• **WORK TO BE COMPLETED**
Line by line, copy all of the data exactly.

Collected data entries
══════════
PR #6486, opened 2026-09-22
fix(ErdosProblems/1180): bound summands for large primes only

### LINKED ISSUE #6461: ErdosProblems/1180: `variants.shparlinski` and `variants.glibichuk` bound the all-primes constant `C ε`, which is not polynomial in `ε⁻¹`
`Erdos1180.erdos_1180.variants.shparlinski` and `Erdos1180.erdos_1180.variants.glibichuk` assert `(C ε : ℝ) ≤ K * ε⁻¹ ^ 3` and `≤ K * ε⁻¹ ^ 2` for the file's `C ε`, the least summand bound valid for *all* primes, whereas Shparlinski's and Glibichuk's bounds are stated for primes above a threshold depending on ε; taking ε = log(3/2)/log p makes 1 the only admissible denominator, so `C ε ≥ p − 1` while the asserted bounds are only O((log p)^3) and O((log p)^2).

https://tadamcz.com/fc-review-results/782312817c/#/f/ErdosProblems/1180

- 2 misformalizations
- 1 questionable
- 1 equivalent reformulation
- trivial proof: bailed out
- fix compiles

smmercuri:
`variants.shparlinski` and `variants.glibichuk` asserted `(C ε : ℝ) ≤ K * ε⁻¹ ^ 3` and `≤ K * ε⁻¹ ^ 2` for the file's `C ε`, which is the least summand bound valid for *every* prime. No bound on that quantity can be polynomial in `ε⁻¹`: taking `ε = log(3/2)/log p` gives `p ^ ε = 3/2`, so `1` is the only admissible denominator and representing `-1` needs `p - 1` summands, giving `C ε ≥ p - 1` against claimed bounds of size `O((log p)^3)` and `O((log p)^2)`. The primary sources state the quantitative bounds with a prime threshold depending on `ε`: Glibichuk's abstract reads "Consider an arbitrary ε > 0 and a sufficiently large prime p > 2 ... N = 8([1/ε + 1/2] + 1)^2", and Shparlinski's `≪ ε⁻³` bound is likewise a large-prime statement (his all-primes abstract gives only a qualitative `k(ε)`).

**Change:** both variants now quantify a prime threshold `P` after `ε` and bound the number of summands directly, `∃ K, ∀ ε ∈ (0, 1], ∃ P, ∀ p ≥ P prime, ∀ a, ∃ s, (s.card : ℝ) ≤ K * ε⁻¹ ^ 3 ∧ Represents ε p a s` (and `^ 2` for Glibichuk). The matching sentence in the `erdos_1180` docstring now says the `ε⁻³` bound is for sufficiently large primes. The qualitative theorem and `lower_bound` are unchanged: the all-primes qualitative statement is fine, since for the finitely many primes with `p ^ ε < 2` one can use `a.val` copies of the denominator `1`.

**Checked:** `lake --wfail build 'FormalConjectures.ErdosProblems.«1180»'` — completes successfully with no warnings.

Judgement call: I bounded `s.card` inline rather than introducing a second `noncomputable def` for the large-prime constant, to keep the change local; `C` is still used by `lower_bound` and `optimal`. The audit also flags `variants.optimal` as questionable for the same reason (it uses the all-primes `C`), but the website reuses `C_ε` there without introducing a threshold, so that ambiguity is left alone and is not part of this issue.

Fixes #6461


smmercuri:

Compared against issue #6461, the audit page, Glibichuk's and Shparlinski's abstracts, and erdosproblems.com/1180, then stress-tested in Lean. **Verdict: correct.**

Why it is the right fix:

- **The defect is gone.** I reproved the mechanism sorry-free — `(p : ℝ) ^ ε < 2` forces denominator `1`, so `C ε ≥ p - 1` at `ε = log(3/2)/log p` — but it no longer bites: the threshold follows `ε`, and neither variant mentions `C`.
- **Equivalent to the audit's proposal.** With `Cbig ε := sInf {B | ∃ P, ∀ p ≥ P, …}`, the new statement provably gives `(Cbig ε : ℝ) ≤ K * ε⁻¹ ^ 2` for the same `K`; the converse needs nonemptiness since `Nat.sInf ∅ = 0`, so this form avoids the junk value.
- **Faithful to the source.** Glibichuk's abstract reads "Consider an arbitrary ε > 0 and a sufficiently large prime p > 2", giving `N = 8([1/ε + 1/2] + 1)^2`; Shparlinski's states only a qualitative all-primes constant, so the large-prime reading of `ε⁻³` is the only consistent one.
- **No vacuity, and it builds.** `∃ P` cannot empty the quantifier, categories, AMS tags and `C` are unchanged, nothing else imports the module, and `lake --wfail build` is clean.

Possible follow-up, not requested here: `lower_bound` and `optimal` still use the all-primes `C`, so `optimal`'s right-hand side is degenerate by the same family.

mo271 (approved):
══════════
• **EXERCISE ANSWER**
PR #6486, opened 2026-09-22
fix(ErdosProblems/1180): bound summands for large primes only

### LINKED ISSUE #6461: ErdosProblems/1180: `variants.shparlinski` and `variants.glibichuk` bound the all-primes constant `C ε`, which is not polynomial in `ε⁻¹`
`Erdos1180.erdos_1180.variants.shparlinski` and `Erdos1180.erdos_1180.variants.glibichuk` assert `(C ε : ℝ) ≤ K * ε⁻¹ ^ 3` and `≤ K * ε⁻¹ ^ 2` for the file's `C ε`, the least summand bound valid for *all* primes, whereas Shparlinski's and Glibichuk's bounds are stated for primes above a threshold depending on ε; taking ε = log(3/2)/log p makes 1 the only admissible denominator, so `C ε ≥ p − 1` while the asserted bounds are only O((log p)^3) and O((log p)^2).

https://tadamcz.com/fc-review-results/782312817c/#/f/ErdosProblems/1180

- 2 misformalizations
- 1 questionable
- 1 equivalent reformulation
- trivial proof: bailed out
- fix compiles

smmercuri:
`variants.shparlinski` and `variants.glibichuk` asserted `(C ε : ℝ) ≤ K * ε⁻¹ ^ 3` and `≤ K * ε⁻¹ ^ 2` for the file's `C ε`, which is the least summand bound valid for *every* prime. No bound on that quantity can be polynomial in `ε⁻¹`: taking `ε = log(3/2)/log p` gives `p ^ ε = 3/2`, so `1` is the only admissible denominator and representing `-1` needs `p - 1` summands, giving `C ε ≥ p - 1` against claimed bounds of size `O((log p)^3)` and `O((log p)^2)`. The primary sources state the quantitative bounds with a prime threshold depending on `ε`: Glibichuk's abstract reads "Consider an arbitrary ε > 0 and a sufficiently large prime p > 2 ... N = 8([1/ε + 1/2] + 1)^2", and Shparlinski's `≪ ε⁻³` bound is likewise a large-prime statement (his all-primes abstract gives only a qualitative `k(ε)`).

**Change:** both variants now quantify a prime threshold `P` after `ε` and bound the number of summands directly, `∃ K, ∀ ε ∈ (0, 1], ∃ P, ∀ p ≥ P prime, ∀ a, ∃ s, (s.card : ℝ) ≤ K * ε⁻¹ ^ 3 ∧ Represents ε p a s` (and `^ 2` for Glibichuk). The matching sentence in the `erdos_1180` docstring now says the `ε⁻³` bound is for sufficiently large primes. The qualitative theorem and `lower_bound` are unchanged: the all-primes qualitative statement is fine, since for the finitely many primes with `p ^ ε < 2` one can use `a.val` copies of the denominator `1`.

**Checked:** `lake --wfail build 'FormalConjectures.ErdosProblems.«1180»'` — completes successfully with no warnings.

Judgement call: I bounded `s.card` inline rather than introducing a second `noncomputable def` for the large-prime constant, to keep the change local; `C` is still used by `lower_bound` and `optimal`. The audit also flags `variants.optimal` as questionable for the same reason (it uses the all-primes `C`), but the website reuses `C_ε` there without introducing a threshold, so that ambiguity is left alone and is not part of this issue.

Fixes #6461


smmercuri:

Compared against issue #6461, the audit page, Glibichuk's and Shparlinski's abstracts, and erdosproblems.com/1180, then stress-tested in Lean. **Verdict: correct.**

Why it is the right fix:

- **The defect is gone.** I reproved the mechanism sorry-free — `(p : ℝ) ^ ε < 2` forces denominator `1`, so `C ε ≥ p - 1` at `ε = log(3/2)/log p` — but it no longer bites: the threshold follows `ε`, and neither variant mentions `C`.
- **Equivalent to the audit's proposal.** With `Cbig ε := sInf {B | ∃ P, ∀ p ≥ P, …}`, the new statement provably gives `(Cbig ε : ℝ) ≤ K * ε⁻¹ ^ 2` for the same `K`; the converse needs nonemptiness since `Nat.sInf ∅ = 0`, so this form avoids the junk value.
- **Faithful to the source.** Glibichuk's abstract reads "Consider an arbitrary ε > 0 and a sufficiently large prime p > 2", giving `N = 8([1/ε + 1/2] + 1)^2`; Shparlinski's states only a qualitative all-primes constant, so the large-prime reading of `ε⁻³` is the only consistent one.
- **No vacuity, and it builds.** `∃ P` cannot empty the quantifier, categories, AMS tags and `C` are unchanged, nothing else imports the module, and `lake --wfail build` is clean.

Possible follow-up, not requested here: `lower_bound` and `optimal` still use the all-primes `C`, so `optimal`'s right-hand side is degenerate by the same family.

mo271 (approved):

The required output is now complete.